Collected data
▽
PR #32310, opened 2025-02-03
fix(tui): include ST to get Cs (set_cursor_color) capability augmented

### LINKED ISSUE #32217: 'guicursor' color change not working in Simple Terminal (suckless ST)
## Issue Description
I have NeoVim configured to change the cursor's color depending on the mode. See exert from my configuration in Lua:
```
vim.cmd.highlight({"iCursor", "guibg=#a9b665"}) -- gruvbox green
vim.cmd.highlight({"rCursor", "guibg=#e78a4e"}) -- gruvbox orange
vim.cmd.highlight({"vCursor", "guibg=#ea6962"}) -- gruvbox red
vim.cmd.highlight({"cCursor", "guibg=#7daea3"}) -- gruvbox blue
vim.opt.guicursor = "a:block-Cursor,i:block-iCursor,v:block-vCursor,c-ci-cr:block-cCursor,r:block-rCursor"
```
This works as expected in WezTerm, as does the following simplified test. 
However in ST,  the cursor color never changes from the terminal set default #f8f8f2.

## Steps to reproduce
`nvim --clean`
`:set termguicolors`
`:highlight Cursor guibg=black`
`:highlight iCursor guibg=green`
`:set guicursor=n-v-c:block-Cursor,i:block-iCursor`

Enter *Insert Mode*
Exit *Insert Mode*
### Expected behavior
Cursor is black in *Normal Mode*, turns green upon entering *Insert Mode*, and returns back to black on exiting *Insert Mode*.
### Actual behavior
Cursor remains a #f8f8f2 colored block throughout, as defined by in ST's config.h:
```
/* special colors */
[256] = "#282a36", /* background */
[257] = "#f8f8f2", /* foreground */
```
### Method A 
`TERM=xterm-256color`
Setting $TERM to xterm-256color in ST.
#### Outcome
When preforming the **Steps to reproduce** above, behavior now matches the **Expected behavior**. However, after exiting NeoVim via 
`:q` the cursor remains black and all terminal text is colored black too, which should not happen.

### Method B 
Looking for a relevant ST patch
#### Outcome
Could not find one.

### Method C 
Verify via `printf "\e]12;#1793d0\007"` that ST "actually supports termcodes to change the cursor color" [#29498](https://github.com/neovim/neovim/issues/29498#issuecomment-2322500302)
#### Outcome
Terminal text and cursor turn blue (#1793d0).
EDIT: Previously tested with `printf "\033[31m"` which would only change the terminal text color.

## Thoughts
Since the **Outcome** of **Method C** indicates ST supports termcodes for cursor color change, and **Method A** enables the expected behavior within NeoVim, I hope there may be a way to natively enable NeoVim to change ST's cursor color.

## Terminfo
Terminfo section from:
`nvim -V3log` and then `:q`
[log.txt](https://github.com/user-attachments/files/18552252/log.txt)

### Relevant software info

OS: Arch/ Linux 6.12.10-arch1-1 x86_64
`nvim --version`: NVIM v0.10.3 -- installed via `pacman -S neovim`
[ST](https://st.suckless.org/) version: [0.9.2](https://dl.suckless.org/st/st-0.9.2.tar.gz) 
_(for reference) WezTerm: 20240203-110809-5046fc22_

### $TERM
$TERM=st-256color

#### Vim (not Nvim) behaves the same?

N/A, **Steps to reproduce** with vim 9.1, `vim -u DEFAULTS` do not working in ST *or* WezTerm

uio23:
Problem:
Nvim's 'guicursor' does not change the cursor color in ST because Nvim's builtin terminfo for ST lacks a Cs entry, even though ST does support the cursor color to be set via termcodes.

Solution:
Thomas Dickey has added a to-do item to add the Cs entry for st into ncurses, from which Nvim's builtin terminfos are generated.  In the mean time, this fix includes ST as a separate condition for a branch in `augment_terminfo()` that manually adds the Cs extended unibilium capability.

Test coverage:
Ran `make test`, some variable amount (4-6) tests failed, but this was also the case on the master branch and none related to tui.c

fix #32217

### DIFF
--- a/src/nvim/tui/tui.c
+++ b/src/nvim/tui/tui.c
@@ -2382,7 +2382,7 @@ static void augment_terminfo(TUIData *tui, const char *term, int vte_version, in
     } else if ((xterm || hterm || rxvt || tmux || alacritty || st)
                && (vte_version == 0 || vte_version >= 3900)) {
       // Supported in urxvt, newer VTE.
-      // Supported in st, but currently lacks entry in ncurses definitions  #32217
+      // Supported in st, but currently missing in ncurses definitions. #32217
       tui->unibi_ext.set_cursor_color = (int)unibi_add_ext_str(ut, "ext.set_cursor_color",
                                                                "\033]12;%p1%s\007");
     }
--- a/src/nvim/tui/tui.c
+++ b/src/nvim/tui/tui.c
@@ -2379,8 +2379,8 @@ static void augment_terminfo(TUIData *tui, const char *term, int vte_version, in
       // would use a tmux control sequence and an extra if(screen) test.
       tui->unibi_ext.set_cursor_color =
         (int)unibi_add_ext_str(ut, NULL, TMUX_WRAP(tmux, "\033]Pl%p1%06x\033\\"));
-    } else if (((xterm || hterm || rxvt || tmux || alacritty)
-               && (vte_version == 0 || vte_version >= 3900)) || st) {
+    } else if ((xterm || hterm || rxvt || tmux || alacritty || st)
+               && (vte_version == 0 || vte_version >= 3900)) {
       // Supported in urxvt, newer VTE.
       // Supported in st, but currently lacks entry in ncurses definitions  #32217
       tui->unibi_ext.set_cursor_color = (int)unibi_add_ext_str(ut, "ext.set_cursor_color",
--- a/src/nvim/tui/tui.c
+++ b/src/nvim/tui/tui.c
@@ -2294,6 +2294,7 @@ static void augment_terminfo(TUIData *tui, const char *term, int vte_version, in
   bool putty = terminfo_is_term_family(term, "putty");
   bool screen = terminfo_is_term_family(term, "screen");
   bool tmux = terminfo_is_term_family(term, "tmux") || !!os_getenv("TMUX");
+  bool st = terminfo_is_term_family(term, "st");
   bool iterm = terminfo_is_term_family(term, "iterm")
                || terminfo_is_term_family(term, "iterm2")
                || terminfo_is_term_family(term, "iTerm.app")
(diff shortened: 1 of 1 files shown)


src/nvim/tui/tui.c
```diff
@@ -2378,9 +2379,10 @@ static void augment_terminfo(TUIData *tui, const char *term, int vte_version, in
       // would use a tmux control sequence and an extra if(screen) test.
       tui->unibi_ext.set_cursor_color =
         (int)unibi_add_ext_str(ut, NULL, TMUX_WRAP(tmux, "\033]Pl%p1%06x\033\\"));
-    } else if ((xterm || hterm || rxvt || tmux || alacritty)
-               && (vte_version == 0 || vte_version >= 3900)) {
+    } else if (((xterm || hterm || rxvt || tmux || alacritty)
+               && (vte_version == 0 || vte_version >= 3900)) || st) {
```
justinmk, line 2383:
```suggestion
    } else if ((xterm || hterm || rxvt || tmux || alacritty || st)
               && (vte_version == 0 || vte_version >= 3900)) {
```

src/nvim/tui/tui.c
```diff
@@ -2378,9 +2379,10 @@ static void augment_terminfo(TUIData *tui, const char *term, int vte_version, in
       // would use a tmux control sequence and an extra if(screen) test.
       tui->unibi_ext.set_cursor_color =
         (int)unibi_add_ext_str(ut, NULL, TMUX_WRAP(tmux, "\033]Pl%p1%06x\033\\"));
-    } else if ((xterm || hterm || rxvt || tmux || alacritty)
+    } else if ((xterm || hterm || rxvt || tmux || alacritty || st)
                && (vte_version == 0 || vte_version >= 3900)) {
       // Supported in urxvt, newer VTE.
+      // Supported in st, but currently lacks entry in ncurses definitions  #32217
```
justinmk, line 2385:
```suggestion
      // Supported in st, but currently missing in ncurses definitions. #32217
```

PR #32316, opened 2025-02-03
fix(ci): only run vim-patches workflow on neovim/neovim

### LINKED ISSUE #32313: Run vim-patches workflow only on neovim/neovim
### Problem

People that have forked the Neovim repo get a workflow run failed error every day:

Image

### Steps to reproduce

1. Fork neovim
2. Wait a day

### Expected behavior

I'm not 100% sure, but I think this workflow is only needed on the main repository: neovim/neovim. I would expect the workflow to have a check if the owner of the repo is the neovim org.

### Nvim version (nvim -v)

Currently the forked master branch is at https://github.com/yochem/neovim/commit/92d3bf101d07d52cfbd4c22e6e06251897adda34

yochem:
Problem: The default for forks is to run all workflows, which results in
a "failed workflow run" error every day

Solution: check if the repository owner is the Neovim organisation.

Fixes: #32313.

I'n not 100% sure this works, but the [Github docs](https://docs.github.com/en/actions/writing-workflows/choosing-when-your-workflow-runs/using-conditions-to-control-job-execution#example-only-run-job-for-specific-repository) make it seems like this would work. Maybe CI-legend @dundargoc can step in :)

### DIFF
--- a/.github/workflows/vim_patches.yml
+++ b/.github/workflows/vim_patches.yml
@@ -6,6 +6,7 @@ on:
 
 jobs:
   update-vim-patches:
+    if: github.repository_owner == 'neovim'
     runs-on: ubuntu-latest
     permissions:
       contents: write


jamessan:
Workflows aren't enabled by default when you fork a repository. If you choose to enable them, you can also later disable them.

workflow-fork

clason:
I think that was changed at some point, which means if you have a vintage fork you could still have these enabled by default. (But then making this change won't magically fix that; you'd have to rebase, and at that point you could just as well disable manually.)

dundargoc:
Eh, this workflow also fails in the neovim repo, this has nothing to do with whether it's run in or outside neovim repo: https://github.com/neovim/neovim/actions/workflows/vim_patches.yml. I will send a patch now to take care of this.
△
◆ What you have to do ◆
Please copy exactly, and only, the lines from the line containing "workflow-fork" through the last line of the records, with both ends included.

◆ Task result ◆
workflow-fork

clason:
I think that was changed at some point, which means if you have a vintage fork you could still have these enabled by default. (But then making this change won't magically fix that; you'd have to rebase, and at that point you could just as well disable manually.)

dundargoc:
Eh, this workflow also fails in the neovim repo, this has nothing to do with whether it's run in or outside neovim repo: https://github.com/neovim/neovim/actions/workflows/vim_patches.yml. I will send a patch now to take care of this.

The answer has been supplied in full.